• _EXERCISE INSTRUCTIONS_: Among the entries below, how many lines contain the string "than"? Only the number, please.

Top of EXERCISE MATERIALS

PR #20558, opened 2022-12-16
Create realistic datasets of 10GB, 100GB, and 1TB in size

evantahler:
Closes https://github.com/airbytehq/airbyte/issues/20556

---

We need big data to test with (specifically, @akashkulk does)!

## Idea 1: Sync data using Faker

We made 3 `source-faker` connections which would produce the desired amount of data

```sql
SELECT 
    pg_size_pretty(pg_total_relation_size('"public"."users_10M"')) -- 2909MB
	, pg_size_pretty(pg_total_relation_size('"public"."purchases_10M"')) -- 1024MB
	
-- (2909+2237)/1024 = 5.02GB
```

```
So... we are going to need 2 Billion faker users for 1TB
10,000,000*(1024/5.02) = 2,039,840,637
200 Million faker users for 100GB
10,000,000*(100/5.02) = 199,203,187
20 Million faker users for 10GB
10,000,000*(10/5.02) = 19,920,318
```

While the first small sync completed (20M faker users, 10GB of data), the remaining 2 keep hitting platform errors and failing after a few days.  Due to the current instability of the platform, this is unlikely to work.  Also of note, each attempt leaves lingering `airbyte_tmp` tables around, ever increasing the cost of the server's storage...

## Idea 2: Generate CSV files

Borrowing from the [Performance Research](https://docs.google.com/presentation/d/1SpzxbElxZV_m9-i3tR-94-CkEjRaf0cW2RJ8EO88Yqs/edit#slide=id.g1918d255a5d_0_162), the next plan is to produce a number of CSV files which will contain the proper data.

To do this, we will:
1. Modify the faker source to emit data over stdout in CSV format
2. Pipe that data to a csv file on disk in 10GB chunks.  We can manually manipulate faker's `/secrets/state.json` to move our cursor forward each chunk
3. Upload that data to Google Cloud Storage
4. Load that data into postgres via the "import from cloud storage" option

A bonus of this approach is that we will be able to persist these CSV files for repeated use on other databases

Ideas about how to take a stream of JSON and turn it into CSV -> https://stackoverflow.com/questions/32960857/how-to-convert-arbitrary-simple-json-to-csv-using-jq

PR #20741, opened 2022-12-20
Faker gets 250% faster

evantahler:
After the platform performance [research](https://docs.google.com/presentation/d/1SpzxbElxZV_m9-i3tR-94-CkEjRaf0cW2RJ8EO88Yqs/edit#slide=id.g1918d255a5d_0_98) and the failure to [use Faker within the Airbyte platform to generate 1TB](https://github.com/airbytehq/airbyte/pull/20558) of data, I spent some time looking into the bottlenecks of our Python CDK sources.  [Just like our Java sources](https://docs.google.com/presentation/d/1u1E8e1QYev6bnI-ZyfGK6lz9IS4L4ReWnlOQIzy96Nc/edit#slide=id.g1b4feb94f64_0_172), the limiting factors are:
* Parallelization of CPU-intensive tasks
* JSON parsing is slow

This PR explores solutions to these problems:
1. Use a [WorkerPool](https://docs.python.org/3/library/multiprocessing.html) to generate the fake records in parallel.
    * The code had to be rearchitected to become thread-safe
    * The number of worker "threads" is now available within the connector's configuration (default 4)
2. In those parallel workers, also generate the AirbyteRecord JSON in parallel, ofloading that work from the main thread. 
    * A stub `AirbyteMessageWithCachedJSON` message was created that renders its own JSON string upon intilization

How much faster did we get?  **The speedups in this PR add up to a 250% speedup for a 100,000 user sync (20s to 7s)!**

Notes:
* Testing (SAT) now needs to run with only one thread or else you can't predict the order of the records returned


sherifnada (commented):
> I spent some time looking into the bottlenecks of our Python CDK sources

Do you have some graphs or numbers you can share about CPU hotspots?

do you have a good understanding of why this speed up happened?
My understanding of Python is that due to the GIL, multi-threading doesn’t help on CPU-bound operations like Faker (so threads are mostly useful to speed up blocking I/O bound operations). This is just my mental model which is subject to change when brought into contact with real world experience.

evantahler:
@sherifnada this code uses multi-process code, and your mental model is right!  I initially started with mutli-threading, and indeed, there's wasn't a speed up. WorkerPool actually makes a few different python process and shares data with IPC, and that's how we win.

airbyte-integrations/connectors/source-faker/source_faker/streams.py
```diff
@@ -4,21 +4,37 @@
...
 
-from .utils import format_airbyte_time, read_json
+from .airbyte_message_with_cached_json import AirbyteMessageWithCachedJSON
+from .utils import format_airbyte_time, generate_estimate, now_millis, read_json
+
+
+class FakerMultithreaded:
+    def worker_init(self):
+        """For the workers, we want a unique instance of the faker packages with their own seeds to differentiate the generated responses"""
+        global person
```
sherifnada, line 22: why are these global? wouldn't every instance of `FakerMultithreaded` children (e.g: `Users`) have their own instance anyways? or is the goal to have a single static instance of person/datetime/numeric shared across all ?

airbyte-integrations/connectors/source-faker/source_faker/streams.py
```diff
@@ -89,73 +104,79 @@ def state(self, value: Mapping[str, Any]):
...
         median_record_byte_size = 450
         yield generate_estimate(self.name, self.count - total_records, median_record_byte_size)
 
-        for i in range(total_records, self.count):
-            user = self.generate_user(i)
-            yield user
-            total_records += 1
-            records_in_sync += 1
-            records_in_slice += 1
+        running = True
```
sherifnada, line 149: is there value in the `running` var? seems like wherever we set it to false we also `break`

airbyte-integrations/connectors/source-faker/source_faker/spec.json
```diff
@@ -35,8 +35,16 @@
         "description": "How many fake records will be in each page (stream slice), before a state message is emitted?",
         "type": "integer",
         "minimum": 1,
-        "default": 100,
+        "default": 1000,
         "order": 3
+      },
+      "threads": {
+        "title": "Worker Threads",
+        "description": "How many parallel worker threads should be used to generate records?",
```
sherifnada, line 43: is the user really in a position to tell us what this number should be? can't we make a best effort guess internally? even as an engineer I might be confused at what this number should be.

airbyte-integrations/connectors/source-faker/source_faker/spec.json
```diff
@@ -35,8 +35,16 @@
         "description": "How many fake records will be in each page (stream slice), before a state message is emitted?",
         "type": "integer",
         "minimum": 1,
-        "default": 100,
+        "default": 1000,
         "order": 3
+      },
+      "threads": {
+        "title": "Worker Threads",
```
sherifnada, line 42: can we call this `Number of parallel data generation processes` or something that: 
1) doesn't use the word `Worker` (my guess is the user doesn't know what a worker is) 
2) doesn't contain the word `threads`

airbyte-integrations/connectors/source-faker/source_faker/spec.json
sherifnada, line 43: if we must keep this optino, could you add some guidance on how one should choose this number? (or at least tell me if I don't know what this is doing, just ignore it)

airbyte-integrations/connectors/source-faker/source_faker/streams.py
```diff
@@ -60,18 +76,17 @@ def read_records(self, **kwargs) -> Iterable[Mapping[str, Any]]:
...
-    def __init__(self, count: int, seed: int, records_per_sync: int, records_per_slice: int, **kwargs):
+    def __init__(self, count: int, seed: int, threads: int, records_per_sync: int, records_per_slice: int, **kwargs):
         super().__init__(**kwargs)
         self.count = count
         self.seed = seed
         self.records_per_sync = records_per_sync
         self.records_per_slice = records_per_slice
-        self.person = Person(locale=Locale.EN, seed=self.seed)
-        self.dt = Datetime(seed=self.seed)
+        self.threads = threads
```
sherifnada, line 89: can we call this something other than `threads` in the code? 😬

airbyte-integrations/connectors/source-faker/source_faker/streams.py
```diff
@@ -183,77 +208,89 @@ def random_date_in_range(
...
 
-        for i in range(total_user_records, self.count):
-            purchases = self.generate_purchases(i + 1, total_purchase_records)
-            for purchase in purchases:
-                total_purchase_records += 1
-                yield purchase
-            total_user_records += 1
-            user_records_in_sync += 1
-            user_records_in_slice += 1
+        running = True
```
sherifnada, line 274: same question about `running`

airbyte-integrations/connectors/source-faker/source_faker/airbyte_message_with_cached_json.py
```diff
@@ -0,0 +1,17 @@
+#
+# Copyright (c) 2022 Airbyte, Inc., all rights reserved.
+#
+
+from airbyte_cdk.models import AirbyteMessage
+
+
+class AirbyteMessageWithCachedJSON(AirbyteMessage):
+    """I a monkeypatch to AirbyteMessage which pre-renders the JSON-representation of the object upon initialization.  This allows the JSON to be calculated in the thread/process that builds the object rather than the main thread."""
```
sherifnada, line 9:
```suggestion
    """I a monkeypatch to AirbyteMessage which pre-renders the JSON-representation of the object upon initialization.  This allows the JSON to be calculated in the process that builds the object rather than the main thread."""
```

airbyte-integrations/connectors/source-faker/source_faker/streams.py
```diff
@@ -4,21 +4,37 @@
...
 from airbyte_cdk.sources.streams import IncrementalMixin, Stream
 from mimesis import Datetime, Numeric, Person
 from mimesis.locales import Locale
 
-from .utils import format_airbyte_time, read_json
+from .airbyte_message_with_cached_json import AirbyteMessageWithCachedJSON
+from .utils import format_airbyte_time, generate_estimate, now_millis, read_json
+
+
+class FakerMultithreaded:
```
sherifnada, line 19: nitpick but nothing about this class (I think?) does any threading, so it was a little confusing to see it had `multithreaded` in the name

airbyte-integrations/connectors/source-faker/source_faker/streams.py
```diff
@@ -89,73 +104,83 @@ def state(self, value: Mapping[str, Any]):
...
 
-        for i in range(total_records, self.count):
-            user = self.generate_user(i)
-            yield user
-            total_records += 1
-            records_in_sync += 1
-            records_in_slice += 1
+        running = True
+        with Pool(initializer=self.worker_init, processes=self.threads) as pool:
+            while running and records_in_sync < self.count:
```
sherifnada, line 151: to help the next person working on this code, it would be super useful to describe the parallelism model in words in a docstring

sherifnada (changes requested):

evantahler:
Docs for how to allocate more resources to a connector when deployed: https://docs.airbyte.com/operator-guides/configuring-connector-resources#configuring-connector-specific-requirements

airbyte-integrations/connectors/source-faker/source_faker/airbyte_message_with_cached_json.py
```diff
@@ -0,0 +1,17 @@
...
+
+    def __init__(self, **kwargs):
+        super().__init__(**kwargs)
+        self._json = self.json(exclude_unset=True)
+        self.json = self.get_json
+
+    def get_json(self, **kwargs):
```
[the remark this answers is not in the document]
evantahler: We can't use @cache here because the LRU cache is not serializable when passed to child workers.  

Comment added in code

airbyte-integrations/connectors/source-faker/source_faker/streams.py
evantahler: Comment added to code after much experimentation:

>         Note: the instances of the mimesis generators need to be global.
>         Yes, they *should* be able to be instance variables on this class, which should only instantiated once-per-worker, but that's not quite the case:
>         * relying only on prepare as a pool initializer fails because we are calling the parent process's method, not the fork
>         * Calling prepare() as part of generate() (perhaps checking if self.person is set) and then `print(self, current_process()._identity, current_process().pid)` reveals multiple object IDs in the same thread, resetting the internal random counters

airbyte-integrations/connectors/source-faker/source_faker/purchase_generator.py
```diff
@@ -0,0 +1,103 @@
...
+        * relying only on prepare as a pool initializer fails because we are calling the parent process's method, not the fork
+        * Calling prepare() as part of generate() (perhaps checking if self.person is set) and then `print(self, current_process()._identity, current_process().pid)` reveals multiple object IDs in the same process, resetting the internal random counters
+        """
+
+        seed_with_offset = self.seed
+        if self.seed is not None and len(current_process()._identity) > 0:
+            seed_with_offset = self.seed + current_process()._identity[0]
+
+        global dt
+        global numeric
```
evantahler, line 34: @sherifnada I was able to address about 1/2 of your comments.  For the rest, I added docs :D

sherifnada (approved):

Bottom of EXERCISE MATERIALS

• _TASK RESULT_: 3